If you have a physical presence or other legal obligation to collect and remit sales tax for a state and are not already registered, you should register immediately.

Q: I already collect and remit sales tax. Should I continue?

A: Yes. If you are already registered and collect and remit sales tax or remit sales tax through a third party, such as a marketplace facilitator, you should continue to do so.

Q: I want to start collecting and remitting now. What should I do?

A: Selling in multiple Streamlined States? You can register to collect and remit sales tax in all 24 Streamlined member states by completing one simple online application through the Streamlined Sales Tax Registration System (SSTRS). There is no fee to register using the SSTRS.

www.sstregister.org

Each state will send you information related to its sales and use taxes and you will be responsible for filing returns with each Streamlined State.

Q: Only need to register in a few states?

A: You may register separately for each state by completing each state’s registration form.

www.streamlinedsalestax.org/index.php?page= State-Websites

Q: Don’t want to register through the SSTRS?

A: You can register separately for each state by completing each state’s registration form.

Q: Selling in a state that is not a Streamlined State?

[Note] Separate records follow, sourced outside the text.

PR #161, opened 2018-08-09
openapi-request-validator: use ajv instead of jsonschema for validation

srijs:
We have started to use this library for some of our production services, and during profiling we noticed that a large amount of the processing time for requests was being spent validating incoming requests.

To improve this situation, I have ported `openapi-request-validator` to use [`ajv`](https://ajv.js.org/) rather than `jsonschema`. In many cases this change results in speed-ups of 1-3 orders of magnitude, especially with more complex schemas involved.

I have run all positive test cases as benchmarks using the old and the new code, and published a gist with the raw results here: https://gist.github.com/srijs/b6d6e01931d6fe20d65c90f6d275f35c

The main reason `ajv` achieves these speed-ups is that it compiles the schema eagerly into a validation function, rather than interpreting the schema repeatedly on each validation.

I'm opening this PR to gauge your interest in upstreaming this change. There are some potential follow-up changes (e.g. porting `openapi-response-validator` and `openapi-schema-validator`), which I'm happy to include as part of this PR, or do as separate PRs.

Looking forward to discussing this!

### DIFF
--- a/packages/openapi-request-validator/README.md
+++ b/packages/openapi-request-validator/README.md
@@ -76,15 +76,15 @@ A function that transforms errors.
 This function is passed 2 arguments.
 
 ```
-  errorTransformer: function(openapiError, jsonschemaError) {
+  errorTransformer: function(openapiError, ajvError) {
     return {
       message: openapiError.message
     };
   }
 ```
 
-See the error format in [jsonschema](https://www.npmjs.com/package/jsonschema) for
-`jsonschemaError`.  `openapiError`s have the following properties:
+See the error format in [ajv](https://www.npmjs.com/package/ajv#validation-errors) for
+`ajvError`.  `openapiError`s have the following properties:
 
 * `errorCode` - A jsonschema error suffixed with `.openapi.validation`.
 * `location` - One of `body`, `headers`, `path`, or `query`.  Signifies where validation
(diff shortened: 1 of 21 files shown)


jsdevel:
@srijs this is simply fantastic!  Yes. Please follow up with a PR per package if you have time.  I'm going to publish this immediately.  Thanks again!

jsdevel:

A: You will need to register by completing that state’s registration form.

Q: Do you need help with your sales taxes?

A: The Streamlined Sales Tax Governing Board has contracts with Certified Service Providers (CSP) that can handle nearly all seller’s sales and use tax responsibilities.

Any remote seller registered through the SSTRS may contract with a CSP. There is no charge for CSP services in the Streamlined States where the seller is a remote seller.

It is recommended that you contact the CSP to discuss their services prior to registering. If necessary, the CSP can register your business for you. If you register prior to contracting with the CSP, you will be responsible for filing returns until the CSP is ready to provide its services to your company. The CSP will provide the services necessary to:

• Register a seller in all Streamlined member states • Set up and integrate the CSP’s software with the seller’s system • Identify which products and services are taxable • Determine the appropriate sales or use tax rate and calculate the tax due at the time of the sale • Prepare and file the required sales and use tax returns for each of the Streamlined States • Remit the tax to each of the Streamlined States • Resolve any notices or audits by any of the

Streamlined State

To learn more about the CSP program, see the FAQs related to Certified Service Providers at www.streamlinedsalestax.org.

Q: I have a question for a specific state, what should I do?

A: If you have questions related to a specific state’s laws and requirements, please contact that state directly.